Last Updated: 4 May 2002

The Queen v Frank Joseph Schroedl

[2001] ACTSC 76 (15 August 2001)

CATCHWORDS

SENTENCING - Co-offenders sentenced separately after pleas of guilty - agreed statement of facts about offender sentenced first casts blame on other offender - other offender when sentenced gives acceptable evidence blaming offender sentenced first - court obliged to sentence each offender on inconsistent factual bases.

SENTENCING - parity of sentence - co-offender gets discount for promising to give evidence against offender - offender pleads guilty - offender not entitled to discount.

Crimes Act 1900, ss 429, 429A, 451

Nos. SCC 213 of 2000 and SCC 15 of 2001

Judge: Miles CJ

Supreme Court of the ACT

Date: 15 August 2001

IN THE SUPREME COURT OF THE )

) No. SCC 213 of 2000

AUSTRALIAN CAPITAL TERRITORY ) No. SCC 15 of 2001

THE QUEEN

v

FRANK JOSEPH SCHROEDL

ORDER

Judge: Miles CJ

Date: 15 August 2001

Place: Canberra

THE COURT ORDERS THAT:

1. On the first indictment the offender is sentenced to four years' imprisonment to date from 4 November 2000.

2. On the second indictment the offender is also sentenced to four years' imprisonment, two years of which are to be concurrent, and two years of which are to be cumulative on the sentence on the first indictment.

3. A non-parole period of two and a half years which will also date from 4 November 2000 is fixed.

1. On 14 August 2001 Frank Joseph Schroedl pleaded guilty to a count on an indictment dated 26 March 2001 that he committed an armed robbery on 2 October 2000. He also pleaded guilty to a count on another indictment dated 26 June 2001 that he was knowingly concerned in another armed robbery committed by Anna Jabas on 1 November 2000.

2. The facts of the offences are, on the face of it, similar to many of the armed robberies with which this Court is sadly familiar; the use of a knife to force a young sales assistant in a suburban supermarket to hand over the contents of the cash till for the purpose of purchasing heroin.

3. The first robbery was committed by the offender on his own in broad daylight. It yielded $830 which was used to buy heroin which he shared with Ms Jabas.

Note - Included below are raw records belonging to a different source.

Issue #957, opened 2026-08-01
write_attribute: struct/list-of-struct writes fail with Status 141 (INVALID_DATA_TYPE) due to name-keyed vs tag-keyed JSON mismatch


lboue:
### Matter Server version

matter-server/1.3.3 (matter.js/0.17.7) — from the live `server_info` handshake (`sdk_version` field).

### How do you run the Matter Server?

Standalone (remote host on the LAN, reached over `ws://<host>:5580/ws`). Exact process manager not verified from this report (no shell access to that host from where this was investigated); local source checkout used for code inspection reports `0.0.0-git` in `packages/matter-server/package.json`, so this may be a from-source/dev deployment.

### Node.js version

Not captured from the running server. Local source checkout (used only to read/trace the code, not to run the server) is on Node v24.18.0.

### Operating system

Unknown — remote host, not directly inspected for this report.

### Description

**What I did:** Using a Python client (`matter-python-client` 1.3.0, from this project's `python_client` package) against a live Matter Server, called `write_attribute()` to write the Thermostat cluster's `Presets` attribute (endpoint 1, cluster 0x0201/513, attribute 0x50/80) as part of implementing the Matter `PRES`/`MSCH` (Presets/Schedule Configuration) atomic-write client flow. The target device is the connectedhomeip reference `thermostat-app` example (vendor 0xFFF1 / product 0x8001), which recently gained full `Presets`/`Schedules` support server-side in [project-chip/connectedhomeip#73342](https://github.com/project-chip/connectedhomeip/pull/73342).

**What I expected:** The write to succeed (status 0), or at least be rejected for a content-related reason (e.g. `ConstraintError` if violating a spec rule).

**What happened:** The write is rejected with `Status: 141` (`INVALID_DATA_TYPE`) **even when writing back the exact, unmodified list already reported by the device** — i.e. this is not about the content of the new value, it reproduces with a byte-for-byte round-trip of existing data. A companion write to a *scalar* attribute (`OccupiedHeatingSetpoint`, same cluster/endpoint) succeeds normally (`Status: 0`) through the same connection, isolating the problem to attributes whose value is a **list of structs**.

[...]

PR #958, opened 2026-08-01
fix(python-client): serialize write_attribute struct values by TLV tag, not field name

lboue:
## Type of change

## Description

`write_attribute()` in the Python client passed dataclass values (e.g. `list[PresetStruct]` for the Thermostat `Presets`/`Schedules` attributes) straight through to the outgoing WebSocket message, relying on `orjson`'s native dataclass serialization. `orjson` keys a dataclass by its Python **field name** (e.g. `"presetHandle"`), but the server's `WRITE_ATTRIBUTE` handler (`convertWebSocketTagBasedToMatter` in `ws-controller`) expects struct members keyed by their numeric **TLV tag** (`"0"`), matching the format already used for attribute reports.

Because of that mismatch, every struct field falls into an "unknown key, keep as-is" fallback that skips type conversion — most importantly, `octstr` handle fields (`presetHandle`/`scheduleHandle`) stay as raw base64 strings instead of being decoded to binary. matter.js then rejects the resulting malformed struct with `Status 141` (`INVALID_DATA_TYPE`) when trying to TLV-encode it. This reproduces even for a byte-for-byte unchanged round-trip write (confirmed against a live device), and is unrelated to the `AtomicRequest` Begin/Commit sequence, which both report success independently.

**Fix:** adds `dataclass_to_tag_dict()` (`common/helpers/util.py`), which recursively converts a dataclass instance — including nested lists, e.g. `Schedule.transitions` — into a dict keyed by each field's `ClusterObjectFieldDescriptor.Tag`, and uses it in `write_attribute()`. `dataclass_to_dict()` (field-name-keyed, used by `send_device_command` for `DEVICE_COMMAND` payloads) is untouched, since the server's command-invoke path (`convertCommandDataToMatter`) intentionally expects name-keyed data — the two message types use different wire conventions on the server side.

## Backing evidence

- Related issue: #957
- [x] This fix/change is backed by a **complete log file** — attached here or in the linked issue (not just a few quoted lines).

Issue #957 contains the exact raw WebSocket request/response JSON captured directly from the wire for the failing write (both the malformed name-keyed request and the server's `Status: 141` response), plus the precise server-side source lines (`Converters.ts`, `ControllerCommandHandler.ts`) that explain why that shape is rejected. That is the complete, reproducible evidence this fix is based on.

## Checklist

- [x] Tests added or updated to cover the change (`python_client/tests/test_util.py`)
- [ ] `npm test` passes — not applicable, this change touches only `python_client/` (pure Python), no TypeScript packages
- [ ] `npm run format-verify` and `npm run lint` pass — not applicable for the same reason; ran the Python equivalents instead: `pytest python_client/tests/` (130 passed) and `ruff check`/`ruff format --check` on all changed files (clean, aside from a pre-existing repo-wide `CPY001` copyright-notice warning present on every file in the project, unrelated to this change)
- [x] CHANGELOG updated


Apollon77:
Pushed a follow-up commit on top of this PR — thanks @lboue, both sides of the fix were sound. What it adds:

**Null semantics** — the main gap: unset optional fields traveled as explicit `null` (orjson emits `null` for every unset dataclass field; the new tag-keyed helper did too). matter.js rejects `null` on optional non-nullable members, so partial-struct writes (e.g. a heat-only schedule transition) still failed. Now:
- Server: `WRITE_ATTRIBUTE` struct conversion treats `null` for an optional non-nullable member as omitted — same guard the command-invoke path already had. This is what actually unblocks pre-1.3.0 name-keyed clients.
- Python client: `dataclass_to_tag_dict()` omits `None` fields (matching CHIP's TLV encoder); `NullValue` still travels as `null`.

**Key parsing hardening** — only purely-numeric keys are treated as TLV tags (`"5x"` no longer resolves to tag 5), and the name fallback also accepts legacy matter.js property names (e.g. `iPv4Addresses`) which the server dual-emits since #927.

**Tests** — converter unit tests for the null/key rules (incl. a wire-name≠propertyName case via `GeneralDiagnostics.NetworkInterface`), a client test pinning the tag-keyed `write_attribute` payload, and end-to-end struct-list write round-trips in both integration suites (tag-keyed and name-keyed) via a new `UserLabel` cluster on the test light device.

All gates green: `npm run format` / `lint` / `build` / full `npm test` (incl. both integration suites), `pytest` 132 passed, `ruff` clean.

Apollon77 (approved):

PR #976, opened 2026-08-06
Fix EventList attribute wrongly marked writable in dashboard descriptions

agners:
## Summary

The matter.js model misreports the global `EventList` attribute (`0xfffa`) as writable. As a result, every cluster entry in the generated dashboard `descriptions.ts` carried `"writable": true` for `EventList`, making the dashboard offer a write (pencil) action in dev mode that can never succeed — the attribute is server-reported and read-only.

Override it to read-only in `generate-descriptions.ts` and regenerate `descriptions.ts` (flips exactly the 142 `EventList` entries, no other changes).

Noticed via Copilot review feedback on #973, but pre-existing for all clusters.

## Testing

- `npm run format-verify`, `npm run lint`
- Verified the regenerated diff only changes `EventList` (`65530`) entries from `true` to `false`

### DIFF
--- a/packages/dashboard/scripts/generate-descriptions.ts
+++ b/packages/dashboard/scripts/generate-descriptions.ts
@@ -146,7 +146,9 @@ function generateDescriptions(): string {
                     cluster_id: cluster.id,
                     label: toLabel(ace.name),
                     type: getTypeString(ace),
-                    writable: ace.writable,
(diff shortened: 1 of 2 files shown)


Apollon77:
Thanks, I fix it including removal from python. EventList is Deprecated and was basically never allowed because Provisional before Deprecated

4. The second robbery was also committed in broad daylight but this time it was his partner, Ms Jabas, who went in with the knife. The sales assistant was alone and during the robbery she was cut with the knife and afterwards shut in a storeroom. The present offender had previously gone into the shop in the pretence of wanting to buy a loaf of bread, and then telling the assistant that he had no money, and in effect acting as a scout for Ms Jabas. He had earlier than that removed, and later replaced, the number plates on her car. He also hid the scarf and jacket used by Ms Jabas to disguise herself in a drain. That robbery yielded $341. Again they used it to buy heroin that day, after which Ms Jabas took her son to school, and the offender went knocking on doors to offer his services for the mowing of lawns.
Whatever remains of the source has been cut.